Smokeless tobacco products include chewing tobacco, snuff, dip, and snus. Snus is used similarly to other chewing tobacco products: it is placed in the mouth, typically between the lip and gums, but users do not need to spit.
What modified risk claims is Swedish Match USA, Inc. allowed to make?
Swedish Match USA, Inc. requested and received FDA authorization to market eight types of General Snus products with the claim:
“Using General Snus instead of cigarettes puts you at a lower risk of mouth cancer, heart disease, lung cancer, stroke, emphysema, and chronic bronchitis.”
This modified risk claim does not apply to all snus products, only to the eight types of General Snus specifically authorized (see below). Swedish Match USA, Inc. may not include new modified risk information in their advertising or refer to statements made by others, including FDA, about the products in advertising without express authorization from FDA.

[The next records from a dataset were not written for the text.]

PR #1264, opened 2022-01-24
Avoid exposing `census::TrackedObject` from `Warmer` API

shikhar:
neater and more misuse resistant (`TrackedObject` is `Clone`)


fulmicoton (approved):
Nice catch!

PR #1275, opened 2022-02-17
added a bench to measure the perf of indexing logs

fulmicoton:


benches/index-bench.rs
```diff
@@ -0,0 +1,39 @@
+use criterion::{criterion_group, criterion_main, Criterion};
+use tantivy::schema::{INDEXED, STRING, TEXT};
+use tantivy::Index;
+
+const HDFS_LOGS: &str = include_str!("hdfs.json");
```
PSeitz, line 5: this includes the file in the binary

PSeitz (commented):
hdfs is not a good dataset, because values in the timestamp field are weird

benches/index-bench.rs
fulmicoton: yes I know :) but that's the bench binary.

PR #1276, opened 2022-02-17
Aggregation

PSeitz:


src/aggregation/segment_agg_result.rs
```diff
@@ -0,0 +1,171 @@
...
+};
+use super::bucket::SegmentRangeCollector;
+use super::metric::{
+    AverageAggregation, SegmentAverageCollector, SegmentStatsCollector, StatsAggregation,
+};
+use super::{Key, VecWithNames};
+use crate::aggregation::agg_req::BucketAggregationType;
+use crate::DocId;
+
+pub(crate) type DocBlock = [DocId; 256];
```
fulmicoton: Can you make 256 a const?

fulmicoton:
As discussed multiple times, I would have prefered you did not go into batching yet.
Now we have no point of reference to know if it helps performance or not.

src/aggregation/bucket/range.rs
```diff
@@ -0,0 +1,546 @@
...
+mod bench {
+
+    use std::cmp::Ordering;
+
+    use rand::seq::SliceRandom;
+    use rand::thread_rng;
+
+    use super::*;
+
+    #[derive(Clone)]
```
fulmicoton: These bench have been super helpful, thanks.

They are however disconnected from the code.
Could you remove them and add one bench that actually use the path code?

Ideally that bench should be an util function that take the number of buckets as a parameter so we can have a few bucket and a many bucket bench.

src/aggregation/bucket/range.rs
```diff
@@ -0,0 +1,546 @@
...
+    #[inline]
+    pub(crate) fn collect_block(
+        &mut self,
+        doc: &[DocId],
+        bucket_with_accessor: &BucketAggregationWithAccessor,
+        force_flush: bool,
+    ) {
+        let mut iter = doc.chunks_exact(4);
+        for docs in iter.by_ref() {
+            let val1 = bucket_with_accessor.accessor.get(docs[0]);
```
fulmicoton, line 155: why all the manual unrolling?

src/aggregation/bucket/range.rs
```diff
@@ -0,0 +1,546 @@
...
+            .unwrap()
+            .iter()
+            .map(|bucket| range_to_string(bucket, &Type::F64))
+            .collect_vec();
+        assert_eq!(buckets[0], "*-0");
+        assert_eq!(buckets[buckets.len() - 1], "10-*");
+    }
+
+    #[test]
+    fn range_binary_search_test() {
```
fulmicoton: Remove this test. (it tests nothing)

src/aggregation/bucket/range.rs
```diff
@@ -0,0 +1,546 @@
...
+            field_type,
+        })
+    }
+
+    #[inline]
+    pub(crate) fn collect_block(
+        &mut self,
+        doc: &[DocId],
+        bucket_with_accessor: &BucketAggregationWithAccessor,
+        force_flush: bool,
```
fulmicoton, line 151: Why is the `force_flush` argument necessary?

src/aggregation/bucket/range.rs
fulmicoton: Replace it with a test actually testing the target SegmentRangeCollector object .

src/aggregation/collector.rs
```diff
@@ -0,0 +1,135 @@
...
+
+/// Collector for distributed aggregations.
+///
+/// The collector collects all aggregations by the underlying aggregation request.
+///
+/// # Purpose
+/// AggregationCollector returns `IntermediateAggregationResults` and not the final
+/// `AggregationResults`, so that results from differenct indices can be merged and then converted
+/// into the final `AggregationResults` via the `into()` method.
+pub struct DistributedAggregationCollector {
```
fulmicoton, line 32: Alternatively we could do this 
```
     fn merge_fruits(
         &self,
         segment_fruits: Vec<<Self::Child as SegmentCollector>::Fruit>,
-    ) -> crate::Result<Self::Fruit>;
+    ) -> crate::Result<<Self::Child as SegmentCollector>::Fruit>;
+
+    fn transform(&self, child_fruit: <Self::Child as SegmentCollector>::Fruit) -> Self::Fruit;
```

fulmicoton: I'll open a ticket.

fulmicoton: https://github.com/quickwit-oss/tantivy/issues/1277

fulmicoton (changes requested):
Can you fix the unit tests/ bench?

src/aggregation/bucket/range.rs
PSeitz: It's faster

```
test aggregation::tests::bench::bench_aggregation_average_f64                                                            ... bench:   7,063,803 ns/iter (+/- 1,769,966)
test aggregation::tests::bench::bench_aggregation_average_u64                                                            ... bench:   5,622,493 ns/iter (+/- 100,153)
test aggregation::tests::bench::bench_aggregation_average_u64_and_f64                                                    ... bench:   8,695,562 ns/iter (+/- 109,397)
test aggregation::tests::bench::bench_aggregation_stats_f64                                                              ... bench:   7,493,152 ns/iter (+/- 214,351)
test aggregation::tests::bench::bench_aggregation_sub_tree                                                               ... bench:  13,159,764 ns/iter (+/- 589,236)
```

removed unrolling in average metric
```
test aggregation::tests::bench::bench_aggregation_average_f64                                                            ... bench:   7,631,327 ns/iter (+/- 174,053)
test aggregation::tests::bench::bench_aggregation_average_u64                                                            ... bench:   7,451,904 ns/iter (+/- 410,011)
test aggregation::tests::bench::bench_aggregation_average_u64_and_f64                                                    ... bench:  10,471,694 ns/iter (+/- 140,192)
test aggregation::tests::bench::bench_aggregation_stats_f64                                                              ... bench:   7,465,887 ns/iter (+/- 344,009)
test aggregation::tests::bench::bench_aggregation_sub_tree                                                               ... bench:  16,609,919 ns/iter (+/- 399,840)
```

src/aggregation/bucket/range.rs
PSeitz: uses now actual code and is parameterized

src/aggregation/bucket/range.rs
PSeitz: There's a cache of 256 in each (sub)tree, that handles the docs when it is filled in one block.
After all docs have been collected the caches need to be flushed.
The parameter is to pass down the flush operation to the sub_trees. Each bucket can have a subtree (recursion)

src/aggregation/bucket/range.rs
fulmicoton: Awesome ! Thanks

fulmicoton (approved):

PR #1279, opened 2022-02-18
Fix opening bytes index with dynamic codec

### LINKED ISSUE #1278: Bytes fastfield codec mismatch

Are these MRTPs safer than cigarettes? Are they safer than other smokeless tobacco products?
The available scientific evidence shows that exclusive use of these specific General Snus smokeless tobacco products poses lower risks than cigarette smoking for many of the major causes of tobacco-related disease. In addition, FDA previously determined that the levels of N-nitrosonornicotine (NNN) and nicotine-derived nitrosamine ketone (NNK), two potent cancer-causing chemicals, in these General Snus products are lower than those in most smokeless tobacco products sold in the U.S., and when used exclusively instead of other smokeless tobacco products, the General Snus products may pose lower risk of oral cancer.

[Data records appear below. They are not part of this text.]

PR #1292, opened 2022-02-23
improve validation in aggregation, extend invalid field test

### LINKED ISSUE #1291: Aggregation over invalid should return an error and be unit tested.
Apologies if it is already covered. The code does not make it clear.

I someone runs an aggregation (any kind) over a non existing field or a field that does not support the aggregation type, we need to return an error.

This corner case needs to be unit tested.

Also, we should to remove the 2 `unimplemented!()` occurrences (one is easier than the other.)

PSeitz:
improve validation in aggregation
extend invalid field test
Fixes #1291

improve validation in aggregation, extend invalid field test
collect fast field names on request structure

### DIFF
--- a/src/aggregation/metric/stats.rs
+++ b/src/aggregation/metric/stats.rs
@@ -95,7 +95,7 @@ impl IntermediateStats {
         self.max = self.max.max(other.max);
     }
 
-    /// compute final result
+    /// compute final resultimprove_docs
     pub fn finalize(&self) -> Stats {
         Stats {
             count: self.count,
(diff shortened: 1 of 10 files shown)


src/aggregation/metric/stats.rs
```diff
@@ -95,7 +95,7 @@ impl IntermediateStats {
         self.max = self.max.max(other.max);
     }
 
-    /// compute final result
+    /// compute final resultimprove_docs
```
fulmicoton, line 98: typo

fulmicoton (approved):

Issue #1236, opened 2021-12-13
Remove the use of iff in the code


fulmicoton:
I love this abbrevation because its expresses precisely something very common, and in a very concise manner.
However, at least two people mentioned they thought it was a typo, so we should probably replace its usage to the verbose "if and only if".

PR #1298, opened 2022-03-01
iff->if or if and only if 

saroh:
rationale : has_XXX, is_XXX functions are nearly always defined as a iff in code. Other bolean returns you may need to specify when to return what value.

#1236

### DIFF
--- a/src/collector/top_collector.rs
+++ b/src/collector/top_collector.rs
@@ -173,8 +173,7 @@ impl<T: PartialOrd + Clone> TopSegmentCollector<T> {
             .collect()
     }
 
-    /// Return true iff at least K documents have gone through
-    /// the collector.
+    /// Return true if more documents have been collected than the limit.
     #[inline]
     pub(crate) fn at_capacity(&self) -> bool {
         self.heap.len() >= self.limit
--- a/src/termdict/fst_termdict/termdict.rs
+++ b/src/termdict/fst_termdict/termdict.rs
@@ -148,7 +148,7 @@ impl TermDictionary {
     /// Term ordinals are defined as the position of the term in
     /// the sorted list of terms.
     ///
-    /// Returns true iff the term has been found.
+    /// Returns true if and only if the term has been found.
     ///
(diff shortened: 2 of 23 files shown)


fulmicoton:
iff means if and only if. It has confused people in the past so I opened an issue to replace it with if and only if
https://github.com/quickwit-oss/tantivy/issues/1236

I guess if alone is ok too where it is not amibguous.
https://en.wikipedia.org/wiki/If_and_only_if#:~:text=In%20logic%20and%20related%20fields,true%20or%20both%20are%20false.

saroh:
Oh I had the feelingh it may have ben something else, I'm re-writing the PR :)

saroh:
So I feel I could put put `if` on functions/methods that implement an obvious single responsability, so most of your code. There are a few interfaces where the `if and only if` should be stressed imo, as a guideline for the implementer: methods which answer a boolean but are not obvious booleans (eg. advance vs is_something). Or exotic truth values such as bloomfilters https://en.wikipedia.org/wiki/Bloom_filter

src/collector/top_collector.rs
```diff
@@ -173,8 +173,7 @@ impl<T: PartialOrd + Clone> TopSegmentCollector<T> {
             .collect()
     }
 
-    /// Return true iff at least K documents have gone through
-    /// the collector.
+    /// Return true if more documents have been collected than the limit.
```
saroh, line 176: wording might be iffy here :)

src/termdict/fst_termdict/termdict.rs
```diff
@@ -143,7 +143,8 @@ impl TermDictionary {
         Ok(self.fst_index.get(key))
     }
 
-    /// Returns the term associated to a given term ordinal.
+    /// Stores the term associated to a given term ordinal in
+    /// a `bytes` buffer.
     ///
```
saroh, line 148: tocheck, out of PR scope ;)

fulmicoton (approved):

fulmicoton:
Thank you @saroh !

Regardless, use of these products still poses increased health risks compared to not using tobacco. There are no safe tobacco products.
Is FDA concerned that youth might start using snus because these products are advertised as lower risk?

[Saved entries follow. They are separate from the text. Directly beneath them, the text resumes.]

PR #1301, opened 2022-03-02
update fastfield doc

saroh:
#1232

### DIFF
--- a/fastfield_codecs/src/lib.rs
+++ b/fastfield_codecs/src/lib.rs
@@ -63,6 +63,7 @@ pub trait FastFieldDataAccess {
 }
 
 #[derive(Debug, Clone)]
+/// Contains statistics used for compression in field writing.
 pub struct FastFieldStats {
     pub min_value: u64,
     pub max_value: u64,
--- a/fastfield_codecs/src/lib.rs
+++ b/fastfield_codecs/src/lib.rs
@@ -63,7 +63,7 @@ pub trait FastFieldDataAccess {
 }
 
 #[derive(Debug, Clone)]
-/// Contains statistics used for compression in field writing.
+/// Statistics are used in codec detection and stored in the fast field footer.
 pub struct FastFieldStats {
     pub min_value: u64,
     pub max_value: u64,
--- a/src/fastfield/alive_bitset.rs
+++ b/src/fastfield/alive_bitset.rs
@@ -7,7 +7,7 @@ use ownedbytes::OwnedBytes;
 use crate::space_usage::ByteCount;
 use crate::DocId;
 
-/// Write a alive `BitSet`
+/// Write an alive `BitSet`
 ///
 /// where `alive_bitset` is the set of alive `DocId`.
 /// Warning: this function does not call terminate. The caller is in charge of
@@ -55,7 +55,7 @@ impl AliveBitSet {
         AliveBitSet::from(readonly_bitset)
     }
 
-    /// Opens a delete bitset given its file.
+    /// Opens an alive bitset given its file.
     pub fn open(bytes: OwnedBytes) -> AliveBitSet {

Swedish Match USA, Inc. submitted scientific evidence showing that non-users of tobacco, including young adults, did not intend to buy any of the eight products. The modified risk claim did not make them more likely to buy the products.
However, research suggests that, in general, youth’s perceptions about the risks or harms of a tobacco product could influence their likelihood of using it. Accordingly, FDA has taken steps to further limit the likelihood that youth will start using General Snus. Following the authorization of these MRTPs, Swedish Match USA, Inc. is required to restrict youth access and exposure to the marketing of General Snus. For example, FDA has placed stringent restrictions on how the products are advertised and promoted, particularly via websites and social media. If Swedish Match USA, Inc., based on any data, is no longer able to show, or FDA is no longer able to find, that continued marketing of these MRTPs would benefit the health of the U.S. population as a whole, including users and non-users of tobacco, then FDA may withdraw the order.
What will consumers now see in stores and online?
In November 2015, FDA issued marketing orders for the eight General Snus. So, adult consumers may have already seen the products, without modified risk information, available for sale. Now, consumers may also see the products advertised with the claim, “Using General Snus instead of cigarettes puts you at a lower risk of mouth cancer, heart disease, lung cancer, stroke, emphysema, and chronic bronchitis.” The eight products are:
- General Loose
- General Portion Original Large
- General Dry Mint Portion Original Mini
- General Mint Portion White Large
- General Portion White Large
- General Classic Blend Portion White Large – 12 ct
- General Nordic Mint Portion White Large – 12 ct
- General Wintergreen Portion White Large
- 1. See section 911(g)(4) of the FD&C Act for all factors FDA must take into account when making determinations regarding the benefit to the health of individuals and of the population as a whole under 911(g)(1) and (2).